The Japanese began their attack on British Malaya the same day as Pearl Harbor. The Japanese entered Malaya overland from the north and the fortified base of Singapore fell on 15 February 1942 and was held with the rest of Malaya by the Japanese until August 1945. Malaysian scrip is in dollars (Straits or Malayan dollars) and therefore is often, mistakenly, thought to be for the invasion of the United States. In 1942 the Japanese issued paper scrip currency of 1, 5, 10 and 50 cents and 1, 5 and 10 dollars. The 1, 5 and 10-dollar notes initially had serial numbers; these were later omitted.
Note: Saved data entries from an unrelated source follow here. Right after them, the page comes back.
PR #2983, opened 2019-09-08
Image Field Config

BeksOmega:
## The basics

- [X] I branched from develop

### Resolves

Work on #2722 

### Proposed Changes

Adds an opt_config option that can be passed to the image field constructor. Supports flipRtl, alt, and tooltip.

Also fixed block factory.

### Reason for Changes

Working is good!

### Test Coverage

Added tests for:
 * onClick handler
 * Alt
 * FlipRtl

### Documentation

Updates [here ](https://developers.google.com/blockly/guides/create-custom-blocks/fields/built-in-fields/image#creation)and [here](https://developers.google.com/blockly/guides/create-custom-blocks/fields/built-in-fields/image#click_handler).

### Additional Information

### DIFF
--- a/core/field_image.js
+++ b/core/field_image.js
@@ -40,31 +40,68 @@ goog.require('Blockly.utils.Size');
  * @param {!(string|number)} width Width of the image.
  * @param {!(string|number)} height Height of the image.
  * @param {string=} opt_alt Optional alt text for when block is collapsed.
- * @param {Function=} opt_onClick Optional function to be called when the image
- *     is clicked.  If opt_onClick is defined, opt_alt must also be defined.
+ * @param {function(!Blockly.FieldImage)=} opt_onClick Optional function to be
+ *     called when the image is clicked. If opt_onClick is defined, opt_alt must
+ *     also be defined.
  * @param {boolean=} opt_flipRtl Whether to flip the icon in RTL.
+ * @param {Object=} opt_config A map of options used to configure the field.
+ *    See the [field creation documentation]{@link https://developers.google.com/blockly/guides/create-custom-blocks/fields/built-in-fields/image#creation}
+ *    for a list of properties this parameter supports.
  * @extends {Blockly.Field}
  * @constructor
  */
 Blockly.FieldImage = function(src, width, height,
-    opt_alt, opt_onClick, opt_flipRtl) {
-
+    opt_alt, opt_onClick, opt_flipRtl, opt_config) {
+  /* Return early. */
   if (!src) {
     throw Error('Src value of an image field is required');
   }
-
   if (isNaN(height) || isNaN(width)) {
     throw Error('Height and width values of an image field must cast to' +
       ' numbers.');
   }
-
-  // Ensure height and width are numbers.  Strings are bad at math.
   var imageHeight = Number(height);
   var imageWidth = Number(width);
   if (imageHeight <= 0 || imageWidth <= 0) {
     throw Error('Height and width values of an image field must be greater' +
       ' than 0.');
   }
+
+  /* Initialize configurable properties. */
+  /**
+   * Whether to flip this image in RTL.
+   * @type {boolean}
+   * @private
+   */
+  this.flipRtl_ = false;
+
+  /**
+   * Alt text of this image.
+   * @type {string}
+   * @private
+   */
+  this.altText_ = '';
+
+  Blockly.FieldImage.superClass_.constructor.call(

In 1944, inflation led to the issuing of a 100-dollar note. In 1945, a replacement note 100-dollar bill was issued as well as a hyper-inflation 1,000 note. The 1942 series of notes, including the 50c and 1, 5, 10, and the 1944/45 100-dollar all contained the text [The Japanese Government] "Promises To Pay The Bearer on Demand". The 1944 100-dollar replacement note no longer contained this message.
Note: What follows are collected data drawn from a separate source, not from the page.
PR #2984, opened 2019-09-08
Label Field Config

BeksOmega:
## The basics

- [ ] I branched from develop

### Resolves

Work on #2722 

### Proposed Changes

Adds an opt_config parameter to the label field and serializable label field constructors. It accepts class and tooltip.

### Reason for Changes

### Test Coverage

Added tests for setting the class via js constructor, json, programmatic, etc. Tests run on label field and serializable label field.

### Documentation

Updates [here ](https://developers.google.com/blockly/guides/create-custom-blocks/fields/built-in-fields/label#creation)and [here](https://developers.google.com/blockly/guides/create-custom-blocks/fields/built-in-fields/label-serializable#creation).

Label fields also need a customization section, since setClass is now a thing.

### Additional Information

### DIFF
--- a/core/field_label.js
+++ b/core/field_label.js
@@ -53,16 +53,16 @@ Blockly.FieldLabel = function(opt_value, opt_class, opt_config) {
 
   /**
    * The html class name to use for this field.
-   * @type {string}
+   * @type {?string}
    * @private
    */
-  this.class_ = '';
+  this.class_ = null;
 
   Blockly.FieldLabel.superClass_.constructor.call(
       this, opt_value, null, opt_config);
 
   if (!opt_config) {  // If the config was not passed use old configuration.
-    this.class_ = opt_class || '';
+    this.class_ = opt_class || null;
   }
 
   /**
@@ -101,7 +101,7 @@ Blockly.FieldLabel.prototype.EDITABLE = false;
  */
 Blockly.FieldLabel.prototype.configure_ = function(config) {
   Blockly.FieldLabel.superClass_.configure_.call(this, config);
-  this.class_ = config['class'] || '';
+  this.class_ = config['class'] || null;
 };
 
 /**
--- a/core/field_label.js
+++ b/core/field_label.js
@@ -61,7 +61,7 @@ Blockly.FieldLabel = function(opt_value, opt_class, opt_config) {
       this, opt_value, null, opt_config);
 
   if (!opt_config) {  // If the config was not passed use old configuration.
-    this.class_ = opt_class || null;
+    this.class_ = opt_class;
   }
 
   /**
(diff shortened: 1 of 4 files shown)


core/field_label.js
```diff
@@ -40,22 +40,30 @@ goog.require('Blockly.utils.Size');
...
+  }  // Else it gets cast to a string (e.g. false -> 'false').
+
   /**
    * The html class name to use for this field.
-   * @type {?string}
+   * @type {string}
    * @private
    */
-  this.class_ = opt_class || null;
+  this.class_ = '';
```
samelhusseini: Why not keep this as a nullable string?
That way we don't write an empty class to the dom element.

samelhusseini: ie: set it to ``null`` here.

samelhusseini: Oh nevermind, your check won't write a class if it's empty.
Still I don't see any reason to make it an empty string.

core/field_label.js
```diff
@@ -40,22 +40,30 @@ goog.require('Blockly.utils.Size');
...
  * @param {string=} opt_class Optional CSS class for the field's text.
+ * @param {Object=} opt_config A map of options used to configure the field.
+ *    See the [field creation documentation]{@link https://developers.google.com/blockly/guides/create-custom-blocks/fields/built-in-fields/label#creation}
+ *    for a list of properties this parameter supports.
  * @extends {Blockly.Field}
  * @constructor
  */
-Blockly.FieldLabel = function(opt_value, opt_class) {
+Blockly.FieldLabel = function(opt_value, opt_class, opt_config) {
+  if (opt_value == null) {
```
samelhusseini: same thing here, if we can keep it close to the superclass constructor call.

core/field_label.js
```diff
@@ -88,6 +96,14 @@ Blockly.FieldLabel.fromJson = function(options) {
  */
 Blockly.FieldLabel.prototype.EDITABLE = false;
 
+/**
+ * @override
+ */
+Blockly.FieldLabel.prototype.configure_ = function(config) {
+  Blockly.FieldLabel.superClass_.configure_.call(this, config);
+  this.class_ = config['class'] || null;
```
samelhusseini: Theoretically you can set a class name to `0`?

BeksOmega: Theoretically, yes.

`utils.dom.addClass` can handle that through implicit casts (tested), but we can caste explicitly or throw errors if you want.

samelhusseini: Yes, so I think we just remove the null fallback here, because passing config['class'] currently would set ``this.class_`` to null.

BeksOmega: Ohhh sorry I thought you were pointing out something about typing, fixed.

With metals being a needed war-material the Japanese did not issue coinage during their occupations. Occupation currency, including denominations of less than one dollar, was printed on paper. However, the Money Museum of the Bank Negara Malaysia in Kuala Lumpur has on display a pattern coin showing that occupation coinage was considered. The pattern on display is a 20-cent aluminum pattern coin inscribed on the obverse with the name MALAYSIA, and the date 2602, which translated from the Japanese calendar is 1942 A.D. Inscribed on the reverse is a typical Japanese design of a sun ray with sakura flowers, with 20 CENTS at the top.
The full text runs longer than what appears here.